WORKING DATA:
::::::::::
PR #4654, opened 2024-09-27
Update AAD token request target resource uri for ACR access

ShaunDonn2:
## Description
In alignment with [this documentation](https://dev.azure.com/msazure/AzureContainerRegistry/_wiki/wikis/ACR%20Specs/480000/TrustedServicesPatterns), we should use the ACR-specific target resource URI rather than the generic ARM URI in order to get the "xms_az_tm" claim on the token that we need to authenticate as a Trusted Service with ACR. This value is passed in and used as the scopes value for the token request in the [AuthenticationProvider](https://microsofthealth.visualstudio.com/Health/_git/health-external-mi?path=/src/Authentication/Providers/AuthenticationProvider.cs&version=GBmain&line=100&lineEnd=100&lineStartColumn=17&lineEndColumn=68&lineStyle=plain&_a=contents).

This PR effectively updates the name of the config field as "armResourceManagerId" is not descriptive of the purpose of this field, which is to determine the target resource URI for getting access tokens for the ACR. The "management.azure.com" value will still work here, so we will keep it as the default so as not to break any OSS or other scenarios. We will override this value in our PaaS code to point to the ACR-specific value which enabled Trusted Services scenarios.

## Related issues
Addresses bug [126662](https://microsofthealth.visualstudio.com/Health/_workitems/edit/126662).

## Testing
Validated this change by passing in the values of a prod Credential Bundle and the updated target resource URI into the token request in the [AuthenticationProvider](https://microsofthealth.visualstudio.com/Health/_git/health-external-mi?path=/src/Authentication/Providers/AuthenticationProvider.cs&version=GBmain&line=87&lineEnd=104&lineStartColumn=9&lineEndColumn=1&lineStyle=plain&_a=contents). With the generic ARM URI, the token comes back without the xms_az_tm claim; with the ACR-specific URI, the request comes back with the claim included.

## FHIR Team Checklist

### DIFF
--- a/src/Microsoft.Health.Fhir.Azure/ContainerRegistry/AzureContainerRegistryAccessTokenProvider.cs
+++ b/src/Microsoft.Health.Fhir.Azure/ContainerRegistry/AzureContainerRegistryAccessTokenProvider.cs
@@ -59,7 +59,7 @@ namespace Microsoft.Health.Fhir.Azure.ContainerRegistry
         {
             EnsureArg.IsNotNullOrEmpty(registryServer, nameof(registryServer));
 
-            var aadResourceUri = new Uri(_convertDataConfiguration.AcrTargetResourceUri);
+            var aadResourceUri = _convertDataConfiguration.AcrTargetResourceUri;
             string aadToken;
             try
             {
--- a/src/Microsoft.Health.Fhir.Azure/ContainerRegistry/AzureContainerRegistryAccessTokenProvider.cs
+++ b/src/Microsoft.Health.Fhir.Azure/ContainerRegistry/AzureContainerRegistryAccessTokenProvider.cs
@@ -33,6 +33,8 @@ namespace Microsoft.Health.Fhir.Azure.ContainerRegistry
         private const string ExchangeAcrRefreshTokenUrl = "oauth2/exchange";
         private const string GetAcrAccessTokenUrl = "oauth2/token";
 
+        private static readonly Uri AcrTargetResourceUri = new Uri("https://containerregistry.azure.net/");
+
         private readonly IAccessTokenProvider _aadTokenProvider;
         private readonly IHttpClientFactory _httpClientFactory;
         private readonly ConvertDataConfiguration _convertDataConfiguration;
@@ -59,7 +61,7 @@ namespace Microsoft.Health.Fhir.Azure.ContainerRegistry
         {
             EnsureArg.IsNotNullOrEmpty(registryServer, nameof(registryServer));
 
-            var aadResourceUri = _convertDataConfiguration.AcrTargetResourceUri;
+            var aadResourceUri = AcrTargetResourceUri;
             string aadToken;
             try
             {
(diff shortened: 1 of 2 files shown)


rainyjyu:
Does the ACR audience need to be different for GovCloud?

rainyjyu (commented):
Does the ACR audience need to be parameterized in config for GovCloud or other non-PublicCloud environments?

rainyjyu (dismissed):

ShaunDonn2:
> Does the ACR audience need to be parameterized in config for GovCloud or other non-PublicCloud environments?

I was planning on doing this in the Health-PaaS repo, where we had the old ARM value parameterized, but I just saw in the docs that the value I have added is constant across Azure Clouds. I will still need to update the value in Health-PaaS, but it seems that we can have the same value for all environments.

abiisnn (dismissed):

src/Microsoft.Health.Fhir.Azure/ContainerRegistry/AzureContainerRegistryAccessTokenProvider.cs
```diff
@@ -59,7 +59,7 @@ public async Task<string> GetTokenAsync(string registryServer, CancellationToken
         {
             EnsureArg.IsNotNullOrEmpty(registryServer, nameof(registryServer));
 
-            var aadResourceUri = new Uri(_convertDataConfiguration.ArmResourceManagerId);
+            var aadResourceUri = _convertDataConfiguration.AcrTargetResourceUri;
```
ms-teli, line 62: Is it the only place where it has reference?

ms-teli (approved):

src/Microsoft.Health.Fhir.Azure/ContainerRegistry/AzureContainerRegistryAccessTokenProvider.cs
ShaunDonn2: @ms-teli yes, this is the only place in this code, but thinking more about it, I think we should keep the ArmResourceManagerId in the ConvertDataConfiguration and just add this new property, rather than swapping them. That lowers the risk of a breaking change and also can be useful if we need that value in future.

abiisnn (approved):

src/Microsoft.Health.Fhir.Azure/ContainerRegistry/AzureContainerRegistryAccessTokenProvider.cs
```diff
@@ -33,6 +33,8 @@ public class AzureContainerRegistryAccessTokenProvider : IContainerRegistryToken
         private const string ExchangeAcrRefreshTokenUrl = "oauth2/exchange";
         private const string GetAcrAccessTokenUrl = "oauth2/token";
 
+        private static readonly Uri AcrTargetResourceUri = new Uri("https://containerregistry.azure.net/");
```
ms-teli, line 36: It would make more sense to add a property in the ConvertDataConfiguration for this const value: "https://containerregistry.azure.net/" if it won't break anything.

ShaunDonn2: @ms-teli after speaking with Dustin, I am going to keep the value as the default "management.azure.com" value in order to avoid breaking any OSS scenarios. We will override this value in PaaS for the ACR-specific URI. I created a new field name in the config because "armResourceManagerId" does not make sense given the new URI value and its purpose (to acquire a token for ACR).

ms-teli (approved):

abiisnn (approved):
::::::::::
WORK REQUEST:
From the records above, pull out every line containing the word "where".

RESULT BELOW:
I was planning on doing this in the Health-PaaS repo, where we had the old ARM value parameterized, but I just saw in the docs that the value I have added is constant across Azure Clouds. I will still need to update the value in Health-PaaS, but it seems that we can have the same value for all environments.
ms-teli, line 62: Is it the only place where it has reference?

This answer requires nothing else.